While Mr. Noory could not be reached for comment, Mr. Hoagland seemed relieved at the announcement:

"I never wrote a foreword for that GD book. George took a personal email he received from me and doctored it up in a horrendous manner and presented it as the foreword. I was shocked. When I called him out on it, he said he would make it up to me by someday letting me host on Coast to Coast."

While the name of the contributor of the new foreword has not been officially announced, our inside source provided us with the revised cover art that has already been finished. It appears below on the right:

Quote from: Camazotz Automat on July 03, 2015, 08:17:53 AM
In light of recent stunning deveopments, it came as little surprise early Friday that George Noory's classic The Face On Uranus will be slightly revised and slightly retitled...

Disclosure is right around the corner. 

Quote from: Paper*Boy on July 03, 2015, 07:31:33 AM
Just watched the highlights of the 3 day Tour of Yorkshire stage race cycling event. 

I think this was a new event, the first year it was held... (last year the roads of Yorkshire were used for a few stages at the beginning of the Tour de France).

Where is Pud when you need him?

BobGrau

I wish I was fat enough to be mistaken for jolly.

Yorkshire pud

Quote from: Georgie For President 2216 on July 03, 2015, 12:34:02 PM
Where is Pud when you need him?


Contrary to popular belief I didn't compete in the Tour of Yorkshire. A lot of the route of last years Parc of the Tour de France I know very well indeed. 

Other counties exist apparently.  :)

jazmunda

Quote from: Camazotz Automat on July 03, 2015, 08:17:53 AM
In light of recent stunning deveopments, it came as little surprise early Friday that George Noory's classic The Face On Uranus will be slightly revised and slightly retitled.

Richard C. Hoagland's foreword will be removed and a new foreword will be added.

The title on all future editions of the book will be The Face On Uranus 2.0.

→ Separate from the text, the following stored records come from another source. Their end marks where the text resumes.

PR #398, opened 2018-03-01
Add the ability to restore from previous SHIELD on initialization

Proplex:
shield

When an operator starts a fresh SHIELD instance (in the case of catastrophic failure, etc.) a new initialization screen is displayed that allows the upload of a previous SHIELD self-backup. An out-of-band restore task is fired, and then shield returns to the login screen.

A few caveats to note: this screen replaces the default initialization page. This means in the case of Vault being blown away, but SHIELD has not been touched, the user is still given the option to restore from a previous SHIELD state (though they can simply just enter a new master password in and be given a fixed key as per previous logic)

This task assumes that SHIELD data is located in `/var/vcap/store/shield/`. It was assumed the use-case of SHIELD would be in a BOSH release.

The ability for the FS plugin to "retrieve" files has been re-added to support this feature. All other "store" functionality stills remains unimplemented as FS remains a plugin unintended to store data.

### DIFF
--- a/core/v2.go
+++ b/core/v2.go
@@ -4,7 +4,10 @@ import (
 	"encoding/json"
 	"fmt"
 	"io"
+	"io/ioutil"
 	"os"
+	"path"
+	"path/filepath"
 	"regexp"
 	"strconv"
 	"strings"
@@ -2589,25 +2592,31 @@ func (core *Core) v2API() *route.Router {
 	// }}}
 
 	/* This following route is an out-of-band task that self-restores SHIELD if chosen
-	to during the initialization of SHIELD */
+	to during the initialization of SHIELD. On success, it stops SHIELD and the web UI
+	waits for a monit restart. On failure, SHIELD will nuke its working directory and crash.
+	Monit will then restart SHIELD, SHIELD will reinitialize, and the operator can try
+	again. */
 	r.Dispatch("POST /v2/bootstrap/restore", func(r *route.Request) { // {{{
 		if core.IsNotSystemAdmin(r) {
 			return
 		}
-		file, header, err := r.Req.FormFile("archive")
+		file, _, err := r.Req.FormFile("archive")
 
-		fmt.Printf(header.Filename)
-
-		f, err := os.Create("/tmp/bootstrap.restore")
+		backupStore, err := ioutil.TempFile("", "SHIELDrestoreBOOTSTRAP")
 		if err != nil {
-			panic(err)
+			r.Fail(route.Oops(err, "Unable to save backup file to disk."))
+			return
 		}
-		defer f.Close()
 
-		io.Copy(f, file)
+		defer backupStore.Close()
+		defer os.Remove(backupStore.Name())                          //clean up tempfile
+		backupPath, backupName := filepath.Split(backupStore.Name()) //necessary for task setup
 
-		if err := f.Sync(); err != nil {
-			panic(err)
+		io.Copy(backupStore, file)
+
+		if err := backupStore.Sync(); err != nil {
+			r.Fail(route.Oops(err, "Unable to save backup file to disk."))
+			return
 		}
 
 		stdout := make(chan string, 1)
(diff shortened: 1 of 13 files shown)


core/v2.go
```diff
@@ -2586,6 +2588,57 @@ func (core *Core) v2API() *route.Router {
...
+	to during the initialization of SHIELD */
+	r.Dispatch("POST /v2/bootstrap/restore", func(r *route.Request) { // {{{
+		if core.IsNotSystemAdmin(r) {
+			return
+		}
+		file, header, err := r.Req.FormFile("archive")
+
+		fmt.Printf(header.Filename)
+
+		f, err := os.Create("/tmp/bootstrap.restore")
```
jhunt: See if we can use a tempfile library like https://golang.org/pkg/io/ioutil/#TempFile

core/v2.go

While Mr. Noory could not be reached for comment, Mr. Hoagland seemed relieved at the announcement:

"I never wrote a foreword for that GD book. George took a personal email he received from me and doctored it up in a horrendous manner and presented it as the foreword. I was shocked. When I called him out on it, he said he would make it up to me by someday letting me host on Coast to Coast."

While the name of the contributor of the new foreword has not been officially announced, our inside source provided us with the revised cover art that has already been finished. It appears below on the right:

Everybody knows that the Face of Uranus has only one eye. For those playing at home it is brown.